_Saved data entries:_
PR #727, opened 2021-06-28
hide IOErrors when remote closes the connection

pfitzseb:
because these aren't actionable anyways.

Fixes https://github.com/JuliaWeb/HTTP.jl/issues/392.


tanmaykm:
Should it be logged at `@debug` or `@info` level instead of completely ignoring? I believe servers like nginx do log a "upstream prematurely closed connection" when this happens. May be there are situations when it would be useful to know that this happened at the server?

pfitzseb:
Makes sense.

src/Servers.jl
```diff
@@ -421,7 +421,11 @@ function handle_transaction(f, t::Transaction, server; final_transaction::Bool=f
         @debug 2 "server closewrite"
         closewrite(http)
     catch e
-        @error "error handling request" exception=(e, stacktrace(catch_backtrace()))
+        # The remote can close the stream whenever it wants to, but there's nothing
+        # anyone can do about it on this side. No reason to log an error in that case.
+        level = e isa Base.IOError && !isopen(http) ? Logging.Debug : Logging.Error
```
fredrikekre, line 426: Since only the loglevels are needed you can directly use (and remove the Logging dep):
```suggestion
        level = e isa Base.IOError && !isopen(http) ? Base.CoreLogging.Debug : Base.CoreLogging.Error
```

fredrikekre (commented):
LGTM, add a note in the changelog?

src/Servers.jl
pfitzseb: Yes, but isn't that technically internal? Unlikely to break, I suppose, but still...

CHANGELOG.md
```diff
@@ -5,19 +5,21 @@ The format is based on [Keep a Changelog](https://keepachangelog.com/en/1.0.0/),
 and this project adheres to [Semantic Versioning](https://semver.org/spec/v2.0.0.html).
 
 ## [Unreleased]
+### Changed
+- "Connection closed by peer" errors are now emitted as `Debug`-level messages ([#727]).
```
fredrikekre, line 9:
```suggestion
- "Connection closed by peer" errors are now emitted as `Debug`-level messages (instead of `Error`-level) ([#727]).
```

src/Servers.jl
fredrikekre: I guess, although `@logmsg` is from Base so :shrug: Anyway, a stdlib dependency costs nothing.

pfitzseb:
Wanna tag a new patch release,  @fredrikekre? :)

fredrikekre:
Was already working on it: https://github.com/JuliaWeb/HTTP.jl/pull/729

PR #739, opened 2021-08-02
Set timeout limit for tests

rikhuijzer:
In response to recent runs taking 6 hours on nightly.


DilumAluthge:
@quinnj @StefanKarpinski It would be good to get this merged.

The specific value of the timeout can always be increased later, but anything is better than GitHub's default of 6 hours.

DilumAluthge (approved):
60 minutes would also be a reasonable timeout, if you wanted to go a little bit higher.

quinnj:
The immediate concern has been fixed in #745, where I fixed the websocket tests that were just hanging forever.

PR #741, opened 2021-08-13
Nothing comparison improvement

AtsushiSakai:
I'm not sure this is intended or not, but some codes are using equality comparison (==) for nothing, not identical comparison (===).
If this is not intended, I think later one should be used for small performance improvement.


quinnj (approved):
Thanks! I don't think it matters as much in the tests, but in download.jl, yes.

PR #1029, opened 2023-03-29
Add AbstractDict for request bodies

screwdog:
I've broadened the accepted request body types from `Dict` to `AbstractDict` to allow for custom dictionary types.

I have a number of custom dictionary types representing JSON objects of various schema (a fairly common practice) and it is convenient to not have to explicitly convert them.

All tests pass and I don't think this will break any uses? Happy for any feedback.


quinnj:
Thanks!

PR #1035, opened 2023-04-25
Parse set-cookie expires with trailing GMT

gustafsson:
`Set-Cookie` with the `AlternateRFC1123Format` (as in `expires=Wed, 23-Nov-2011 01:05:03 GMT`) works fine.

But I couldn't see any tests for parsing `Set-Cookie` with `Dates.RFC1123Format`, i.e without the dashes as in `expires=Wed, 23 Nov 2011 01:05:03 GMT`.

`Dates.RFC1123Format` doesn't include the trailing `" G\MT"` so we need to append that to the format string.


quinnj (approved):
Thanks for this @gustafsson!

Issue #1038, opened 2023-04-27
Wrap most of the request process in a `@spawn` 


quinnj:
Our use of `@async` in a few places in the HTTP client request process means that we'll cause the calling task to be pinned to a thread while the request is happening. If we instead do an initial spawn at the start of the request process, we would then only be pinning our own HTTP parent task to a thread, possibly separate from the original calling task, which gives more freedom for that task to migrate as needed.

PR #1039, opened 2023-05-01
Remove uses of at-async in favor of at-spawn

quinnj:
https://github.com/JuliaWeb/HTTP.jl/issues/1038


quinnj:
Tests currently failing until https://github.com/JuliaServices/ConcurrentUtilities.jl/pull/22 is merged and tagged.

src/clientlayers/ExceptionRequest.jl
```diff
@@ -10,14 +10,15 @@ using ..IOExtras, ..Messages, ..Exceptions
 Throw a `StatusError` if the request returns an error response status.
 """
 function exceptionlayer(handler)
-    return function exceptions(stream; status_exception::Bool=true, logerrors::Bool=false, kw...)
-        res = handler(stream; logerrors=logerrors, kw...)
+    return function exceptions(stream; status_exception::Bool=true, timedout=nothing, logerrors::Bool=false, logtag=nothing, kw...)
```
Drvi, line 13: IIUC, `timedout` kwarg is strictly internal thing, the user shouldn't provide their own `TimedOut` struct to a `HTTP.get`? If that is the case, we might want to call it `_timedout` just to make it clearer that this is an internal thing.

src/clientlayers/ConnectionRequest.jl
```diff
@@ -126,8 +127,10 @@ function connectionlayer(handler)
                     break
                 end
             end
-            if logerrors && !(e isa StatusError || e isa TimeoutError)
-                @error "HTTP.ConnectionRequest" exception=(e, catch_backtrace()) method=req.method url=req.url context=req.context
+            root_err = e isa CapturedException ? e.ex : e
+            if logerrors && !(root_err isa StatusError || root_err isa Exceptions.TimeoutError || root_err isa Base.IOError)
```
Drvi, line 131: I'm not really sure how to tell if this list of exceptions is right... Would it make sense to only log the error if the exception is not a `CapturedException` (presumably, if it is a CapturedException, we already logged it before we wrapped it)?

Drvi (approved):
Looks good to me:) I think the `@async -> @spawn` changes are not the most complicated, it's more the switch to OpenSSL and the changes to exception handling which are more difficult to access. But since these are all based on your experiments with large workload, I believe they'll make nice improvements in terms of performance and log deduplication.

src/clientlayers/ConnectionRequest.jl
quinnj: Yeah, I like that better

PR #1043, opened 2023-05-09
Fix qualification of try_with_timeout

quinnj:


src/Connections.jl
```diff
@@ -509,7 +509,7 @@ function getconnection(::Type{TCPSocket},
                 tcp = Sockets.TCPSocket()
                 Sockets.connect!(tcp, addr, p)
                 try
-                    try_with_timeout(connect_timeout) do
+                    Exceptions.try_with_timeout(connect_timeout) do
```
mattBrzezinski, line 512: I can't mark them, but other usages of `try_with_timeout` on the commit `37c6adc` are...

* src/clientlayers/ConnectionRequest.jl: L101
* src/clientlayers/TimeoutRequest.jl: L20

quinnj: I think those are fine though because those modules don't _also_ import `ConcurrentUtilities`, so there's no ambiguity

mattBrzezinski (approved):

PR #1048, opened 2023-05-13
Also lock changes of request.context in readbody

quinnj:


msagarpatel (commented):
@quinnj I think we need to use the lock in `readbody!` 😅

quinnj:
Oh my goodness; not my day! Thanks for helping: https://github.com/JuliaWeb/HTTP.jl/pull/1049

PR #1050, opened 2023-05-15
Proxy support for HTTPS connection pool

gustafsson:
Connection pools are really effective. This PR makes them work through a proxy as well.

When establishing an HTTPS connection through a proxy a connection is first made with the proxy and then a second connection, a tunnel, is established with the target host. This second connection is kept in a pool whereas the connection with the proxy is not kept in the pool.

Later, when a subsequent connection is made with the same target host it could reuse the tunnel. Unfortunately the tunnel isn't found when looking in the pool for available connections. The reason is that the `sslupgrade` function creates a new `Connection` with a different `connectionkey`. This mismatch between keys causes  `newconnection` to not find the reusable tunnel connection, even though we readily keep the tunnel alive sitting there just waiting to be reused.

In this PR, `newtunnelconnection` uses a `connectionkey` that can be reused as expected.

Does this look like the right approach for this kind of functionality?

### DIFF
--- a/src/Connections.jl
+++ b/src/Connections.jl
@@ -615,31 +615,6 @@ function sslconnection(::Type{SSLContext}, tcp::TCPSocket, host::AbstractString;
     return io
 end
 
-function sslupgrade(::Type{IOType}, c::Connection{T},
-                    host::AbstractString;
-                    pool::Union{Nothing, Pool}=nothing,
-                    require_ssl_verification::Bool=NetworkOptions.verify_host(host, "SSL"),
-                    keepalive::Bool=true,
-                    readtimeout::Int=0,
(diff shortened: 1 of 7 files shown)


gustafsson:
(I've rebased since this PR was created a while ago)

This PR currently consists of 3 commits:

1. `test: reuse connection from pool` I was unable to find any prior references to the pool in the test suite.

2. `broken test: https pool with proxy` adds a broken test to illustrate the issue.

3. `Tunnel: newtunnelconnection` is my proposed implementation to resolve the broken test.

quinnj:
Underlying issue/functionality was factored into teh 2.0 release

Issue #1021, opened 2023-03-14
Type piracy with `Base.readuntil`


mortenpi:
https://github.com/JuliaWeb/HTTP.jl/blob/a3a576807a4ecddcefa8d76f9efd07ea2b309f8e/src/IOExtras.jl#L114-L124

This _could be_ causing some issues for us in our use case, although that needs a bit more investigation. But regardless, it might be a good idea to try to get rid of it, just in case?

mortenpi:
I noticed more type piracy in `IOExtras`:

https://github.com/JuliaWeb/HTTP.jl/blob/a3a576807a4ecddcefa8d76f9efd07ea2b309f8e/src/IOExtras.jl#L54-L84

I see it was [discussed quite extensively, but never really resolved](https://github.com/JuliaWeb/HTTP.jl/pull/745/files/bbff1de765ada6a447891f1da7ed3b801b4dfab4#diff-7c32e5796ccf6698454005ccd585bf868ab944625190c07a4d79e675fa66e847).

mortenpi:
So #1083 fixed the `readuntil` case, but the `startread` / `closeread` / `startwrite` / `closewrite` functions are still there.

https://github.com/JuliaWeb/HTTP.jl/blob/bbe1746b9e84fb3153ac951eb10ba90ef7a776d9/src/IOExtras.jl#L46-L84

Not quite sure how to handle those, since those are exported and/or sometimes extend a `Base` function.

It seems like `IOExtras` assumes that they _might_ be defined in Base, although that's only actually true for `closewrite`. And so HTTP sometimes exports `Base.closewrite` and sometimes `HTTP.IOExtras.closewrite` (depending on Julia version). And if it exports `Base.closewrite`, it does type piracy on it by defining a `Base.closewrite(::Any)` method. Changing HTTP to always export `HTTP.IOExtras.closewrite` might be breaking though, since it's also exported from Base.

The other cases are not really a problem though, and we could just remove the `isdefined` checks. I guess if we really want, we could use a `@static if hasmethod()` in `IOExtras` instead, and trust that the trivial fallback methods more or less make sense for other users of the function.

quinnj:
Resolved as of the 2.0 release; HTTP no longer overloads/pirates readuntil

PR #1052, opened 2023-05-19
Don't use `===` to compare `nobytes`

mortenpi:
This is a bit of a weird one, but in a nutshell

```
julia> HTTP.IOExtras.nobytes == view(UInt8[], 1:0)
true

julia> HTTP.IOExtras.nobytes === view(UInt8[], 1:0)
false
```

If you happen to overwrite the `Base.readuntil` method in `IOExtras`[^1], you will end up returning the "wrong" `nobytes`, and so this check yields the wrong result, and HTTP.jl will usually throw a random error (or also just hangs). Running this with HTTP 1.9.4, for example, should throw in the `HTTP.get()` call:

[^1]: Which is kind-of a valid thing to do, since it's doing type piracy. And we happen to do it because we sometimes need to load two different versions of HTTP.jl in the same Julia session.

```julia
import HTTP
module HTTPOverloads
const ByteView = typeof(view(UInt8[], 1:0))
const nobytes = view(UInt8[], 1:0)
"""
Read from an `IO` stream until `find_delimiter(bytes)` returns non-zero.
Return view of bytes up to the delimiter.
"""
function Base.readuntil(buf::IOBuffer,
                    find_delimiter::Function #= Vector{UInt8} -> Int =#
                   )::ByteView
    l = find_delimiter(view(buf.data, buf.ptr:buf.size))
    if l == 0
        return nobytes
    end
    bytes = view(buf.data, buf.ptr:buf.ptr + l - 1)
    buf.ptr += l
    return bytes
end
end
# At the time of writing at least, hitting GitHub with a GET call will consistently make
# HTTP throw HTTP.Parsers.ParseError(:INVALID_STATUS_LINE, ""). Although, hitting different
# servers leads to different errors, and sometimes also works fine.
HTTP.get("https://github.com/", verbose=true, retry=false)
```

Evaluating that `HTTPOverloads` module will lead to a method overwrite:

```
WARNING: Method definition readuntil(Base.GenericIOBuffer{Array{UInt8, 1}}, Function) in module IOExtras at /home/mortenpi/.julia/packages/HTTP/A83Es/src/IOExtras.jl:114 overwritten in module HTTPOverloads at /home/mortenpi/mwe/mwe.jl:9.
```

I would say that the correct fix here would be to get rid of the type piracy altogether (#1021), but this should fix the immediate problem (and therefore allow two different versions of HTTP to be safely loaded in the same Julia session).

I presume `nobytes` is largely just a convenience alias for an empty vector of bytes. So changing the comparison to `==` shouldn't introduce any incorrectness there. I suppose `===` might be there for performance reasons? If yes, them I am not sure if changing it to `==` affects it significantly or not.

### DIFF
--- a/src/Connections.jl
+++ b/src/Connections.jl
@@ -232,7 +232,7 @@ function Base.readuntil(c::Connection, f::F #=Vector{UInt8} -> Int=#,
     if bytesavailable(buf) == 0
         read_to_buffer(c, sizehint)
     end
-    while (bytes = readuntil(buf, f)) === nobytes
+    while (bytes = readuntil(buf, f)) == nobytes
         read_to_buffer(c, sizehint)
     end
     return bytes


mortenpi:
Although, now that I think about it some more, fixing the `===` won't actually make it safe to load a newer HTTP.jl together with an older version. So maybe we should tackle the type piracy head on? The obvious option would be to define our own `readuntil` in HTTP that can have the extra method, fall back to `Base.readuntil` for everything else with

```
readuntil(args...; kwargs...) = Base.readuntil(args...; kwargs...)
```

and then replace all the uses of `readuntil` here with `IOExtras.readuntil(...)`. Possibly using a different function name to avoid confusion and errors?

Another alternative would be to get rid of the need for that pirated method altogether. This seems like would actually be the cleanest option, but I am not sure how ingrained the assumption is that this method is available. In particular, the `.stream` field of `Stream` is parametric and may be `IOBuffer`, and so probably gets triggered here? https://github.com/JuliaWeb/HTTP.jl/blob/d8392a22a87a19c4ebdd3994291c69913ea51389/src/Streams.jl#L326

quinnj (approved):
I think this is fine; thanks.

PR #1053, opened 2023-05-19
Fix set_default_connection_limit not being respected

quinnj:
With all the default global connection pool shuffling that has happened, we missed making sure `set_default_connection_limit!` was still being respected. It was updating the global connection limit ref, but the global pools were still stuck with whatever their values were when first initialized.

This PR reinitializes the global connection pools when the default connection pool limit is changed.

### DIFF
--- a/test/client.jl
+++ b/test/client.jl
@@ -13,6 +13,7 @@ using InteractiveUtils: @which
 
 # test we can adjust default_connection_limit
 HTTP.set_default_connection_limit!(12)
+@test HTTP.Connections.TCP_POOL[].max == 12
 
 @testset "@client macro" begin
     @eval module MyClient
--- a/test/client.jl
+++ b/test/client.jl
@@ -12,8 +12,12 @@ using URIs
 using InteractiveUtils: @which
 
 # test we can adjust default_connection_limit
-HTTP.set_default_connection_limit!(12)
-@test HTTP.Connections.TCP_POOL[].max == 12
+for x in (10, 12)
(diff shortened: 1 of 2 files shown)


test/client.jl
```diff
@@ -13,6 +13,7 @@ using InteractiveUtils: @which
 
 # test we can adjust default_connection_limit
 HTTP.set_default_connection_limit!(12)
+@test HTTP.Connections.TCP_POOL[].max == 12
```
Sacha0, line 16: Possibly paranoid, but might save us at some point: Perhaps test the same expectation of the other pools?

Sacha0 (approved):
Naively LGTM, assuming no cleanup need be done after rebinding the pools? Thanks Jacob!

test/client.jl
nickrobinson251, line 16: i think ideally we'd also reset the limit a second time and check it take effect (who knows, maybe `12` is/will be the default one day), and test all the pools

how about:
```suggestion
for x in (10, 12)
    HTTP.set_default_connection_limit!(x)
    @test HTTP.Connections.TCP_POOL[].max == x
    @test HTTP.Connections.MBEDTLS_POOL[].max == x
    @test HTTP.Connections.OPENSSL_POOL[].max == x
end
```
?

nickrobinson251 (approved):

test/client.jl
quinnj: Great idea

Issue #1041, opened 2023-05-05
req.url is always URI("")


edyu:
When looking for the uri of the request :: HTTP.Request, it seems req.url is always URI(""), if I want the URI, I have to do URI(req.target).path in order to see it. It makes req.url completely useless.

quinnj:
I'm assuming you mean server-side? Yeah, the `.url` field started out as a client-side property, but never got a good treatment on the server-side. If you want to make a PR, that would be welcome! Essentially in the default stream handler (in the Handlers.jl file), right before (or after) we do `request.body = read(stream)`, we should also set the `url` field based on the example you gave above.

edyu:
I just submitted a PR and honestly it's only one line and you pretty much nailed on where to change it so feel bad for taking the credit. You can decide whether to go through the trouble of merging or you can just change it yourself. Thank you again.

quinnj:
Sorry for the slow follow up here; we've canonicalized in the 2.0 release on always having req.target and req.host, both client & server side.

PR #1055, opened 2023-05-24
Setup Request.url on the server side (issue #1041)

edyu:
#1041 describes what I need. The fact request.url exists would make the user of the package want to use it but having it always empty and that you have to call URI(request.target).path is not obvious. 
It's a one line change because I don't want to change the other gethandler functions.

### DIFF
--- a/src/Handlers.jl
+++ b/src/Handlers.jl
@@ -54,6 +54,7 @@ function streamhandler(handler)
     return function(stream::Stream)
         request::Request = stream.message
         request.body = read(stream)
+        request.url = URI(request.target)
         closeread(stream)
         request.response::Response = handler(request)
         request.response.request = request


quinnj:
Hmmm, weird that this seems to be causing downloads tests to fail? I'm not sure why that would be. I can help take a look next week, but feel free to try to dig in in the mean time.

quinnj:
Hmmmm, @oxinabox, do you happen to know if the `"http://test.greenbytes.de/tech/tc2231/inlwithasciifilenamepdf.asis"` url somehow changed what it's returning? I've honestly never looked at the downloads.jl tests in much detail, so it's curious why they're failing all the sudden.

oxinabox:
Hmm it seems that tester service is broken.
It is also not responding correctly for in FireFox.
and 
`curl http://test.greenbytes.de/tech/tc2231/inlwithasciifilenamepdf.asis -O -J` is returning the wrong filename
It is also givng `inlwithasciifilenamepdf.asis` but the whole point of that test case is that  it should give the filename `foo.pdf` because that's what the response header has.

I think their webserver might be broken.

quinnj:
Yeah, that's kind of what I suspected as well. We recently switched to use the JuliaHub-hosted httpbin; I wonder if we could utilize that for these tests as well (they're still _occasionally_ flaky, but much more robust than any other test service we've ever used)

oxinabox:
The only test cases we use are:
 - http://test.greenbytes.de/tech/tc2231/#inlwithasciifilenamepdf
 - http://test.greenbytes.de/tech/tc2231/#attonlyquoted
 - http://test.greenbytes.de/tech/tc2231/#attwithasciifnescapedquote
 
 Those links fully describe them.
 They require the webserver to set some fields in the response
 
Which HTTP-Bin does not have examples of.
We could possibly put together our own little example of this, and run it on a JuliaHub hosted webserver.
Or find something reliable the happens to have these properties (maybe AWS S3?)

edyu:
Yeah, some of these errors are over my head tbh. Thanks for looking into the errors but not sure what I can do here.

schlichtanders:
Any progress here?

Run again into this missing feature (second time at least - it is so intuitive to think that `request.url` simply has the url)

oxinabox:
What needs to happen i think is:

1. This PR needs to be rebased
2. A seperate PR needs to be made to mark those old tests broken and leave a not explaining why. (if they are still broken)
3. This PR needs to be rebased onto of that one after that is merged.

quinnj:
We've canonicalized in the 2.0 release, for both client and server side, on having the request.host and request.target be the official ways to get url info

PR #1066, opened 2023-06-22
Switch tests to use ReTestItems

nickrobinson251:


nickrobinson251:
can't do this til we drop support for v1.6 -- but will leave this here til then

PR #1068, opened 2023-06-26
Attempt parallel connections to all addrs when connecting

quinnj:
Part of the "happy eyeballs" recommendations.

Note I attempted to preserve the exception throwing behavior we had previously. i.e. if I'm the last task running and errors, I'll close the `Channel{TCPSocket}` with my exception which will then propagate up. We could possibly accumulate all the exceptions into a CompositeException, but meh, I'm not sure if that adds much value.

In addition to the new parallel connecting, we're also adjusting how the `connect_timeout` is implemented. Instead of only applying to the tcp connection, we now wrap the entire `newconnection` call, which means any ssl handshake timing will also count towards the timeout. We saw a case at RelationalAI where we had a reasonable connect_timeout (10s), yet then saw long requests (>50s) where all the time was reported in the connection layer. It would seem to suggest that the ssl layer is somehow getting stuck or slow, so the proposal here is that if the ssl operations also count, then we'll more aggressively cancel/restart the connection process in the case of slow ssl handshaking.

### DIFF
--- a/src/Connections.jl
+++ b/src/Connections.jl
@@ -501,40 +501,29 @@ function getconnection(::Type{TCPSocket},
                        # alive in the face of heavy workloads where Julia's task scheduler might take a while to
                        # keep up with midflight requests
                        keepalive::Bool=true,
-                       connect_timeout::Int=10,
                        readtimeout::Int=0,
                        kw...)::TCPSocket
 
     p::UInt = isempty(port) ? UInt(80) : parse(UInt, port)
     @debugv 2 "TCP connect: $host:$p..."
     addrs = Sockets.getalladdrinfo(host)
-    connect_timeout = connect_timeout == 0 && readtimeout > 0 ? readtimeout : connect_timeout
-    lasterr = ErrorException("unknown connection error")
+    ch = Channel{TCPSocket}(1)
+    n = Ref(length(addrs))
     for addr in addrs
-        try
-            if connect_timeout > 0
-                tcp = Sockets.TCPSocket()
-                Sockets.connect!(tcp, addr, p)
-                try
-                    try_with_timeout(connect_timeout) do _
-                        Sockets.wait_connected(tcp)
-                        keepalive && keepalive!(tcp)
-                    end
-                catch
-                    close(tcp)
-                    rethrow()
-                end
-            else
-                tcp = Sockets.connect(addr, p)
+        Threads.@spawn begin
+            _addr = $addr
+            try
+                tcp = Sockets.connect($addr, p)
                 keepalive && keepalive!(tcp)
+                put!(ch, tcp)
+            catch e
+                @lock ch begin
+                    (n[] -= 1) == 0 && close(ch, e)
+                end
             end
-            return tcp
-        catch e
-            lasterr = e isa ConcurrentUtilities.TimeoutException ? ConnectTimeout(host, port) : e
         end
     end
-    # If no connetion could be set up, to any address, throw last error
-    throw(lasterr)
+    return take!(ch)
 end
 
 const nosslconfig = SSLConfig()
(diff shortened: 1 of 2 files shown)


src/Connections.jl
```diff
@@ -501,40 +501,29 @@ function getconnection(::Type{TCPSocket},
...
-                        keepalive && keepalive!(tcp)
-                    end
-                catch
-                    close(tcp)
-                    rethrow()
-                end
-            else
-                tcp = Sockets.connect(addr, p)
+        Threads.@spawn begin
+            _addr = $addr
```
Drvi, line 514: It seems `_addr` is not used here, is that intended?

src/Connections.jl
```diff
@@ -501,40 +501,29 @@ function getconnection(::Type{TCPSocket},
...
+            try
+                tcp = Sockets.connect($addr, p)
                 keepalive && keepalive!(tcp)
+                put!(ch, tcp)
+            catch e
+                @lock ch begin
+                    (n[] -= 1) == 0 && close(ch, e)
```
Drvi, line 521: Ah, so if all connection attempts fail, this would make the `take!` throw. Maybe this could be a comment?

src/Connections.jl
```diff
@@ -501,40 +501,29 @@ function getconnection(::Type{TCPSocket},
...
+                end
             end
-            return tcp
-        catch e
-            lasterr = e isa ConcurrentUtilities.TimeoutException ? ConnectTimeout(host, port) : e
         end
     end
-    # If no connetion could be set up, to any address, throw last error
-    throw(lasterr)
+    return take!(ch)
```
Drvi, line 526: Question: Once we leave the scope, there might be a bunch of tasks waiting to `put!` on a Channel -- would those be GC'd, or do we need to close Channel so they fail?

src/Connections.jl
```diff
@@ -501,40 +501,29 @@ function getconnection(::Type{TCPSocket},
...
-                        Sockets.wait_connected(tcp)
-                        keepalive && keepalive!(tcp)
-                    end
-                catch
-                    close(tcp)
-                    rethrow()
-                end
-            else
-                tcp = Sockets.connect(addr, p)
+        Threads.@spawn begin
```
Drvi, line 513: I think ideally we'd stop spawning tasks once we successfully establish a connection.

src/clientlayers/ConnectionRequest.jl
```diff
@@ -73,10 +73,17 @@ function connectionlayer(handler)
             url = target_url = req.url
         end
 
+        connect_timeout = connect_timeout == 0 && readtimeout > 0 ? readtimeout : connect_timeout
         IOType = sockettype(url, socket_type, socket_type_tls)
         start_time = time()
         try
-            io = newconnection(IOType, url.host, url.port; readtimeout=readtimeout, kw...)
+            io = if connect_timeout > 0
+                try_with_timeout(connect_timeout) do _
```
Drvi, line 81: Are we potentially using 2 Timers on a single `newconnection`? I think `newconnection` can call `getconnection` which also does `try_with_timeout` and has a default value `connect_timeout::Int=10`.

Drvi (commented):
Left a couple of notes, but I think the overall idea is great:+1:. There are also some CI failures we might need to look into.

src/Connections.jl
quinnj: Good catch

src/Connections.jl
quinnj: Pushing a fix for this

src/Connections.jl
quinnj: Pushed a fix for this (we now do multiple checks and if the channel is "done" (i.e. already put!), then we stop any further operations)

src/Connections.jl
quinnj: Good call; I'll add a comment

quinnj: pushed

_Exercise aim:_
Every line from the line containing "Set timeout limit for tests" through the line containing "The specific value" in the records above must be retyped exactly. Leave out the rest.

_Written response:_
Set timeout limit for tests

rikhuijzer:
In response to recent runs taking 6 hours on nightly.


DilumAluthge:
@quinnj @StefanKarpinski It would be good to get this merged.

The specific value of the timeout can always be increased later, but anything is better than GitHub's default of 6 hours.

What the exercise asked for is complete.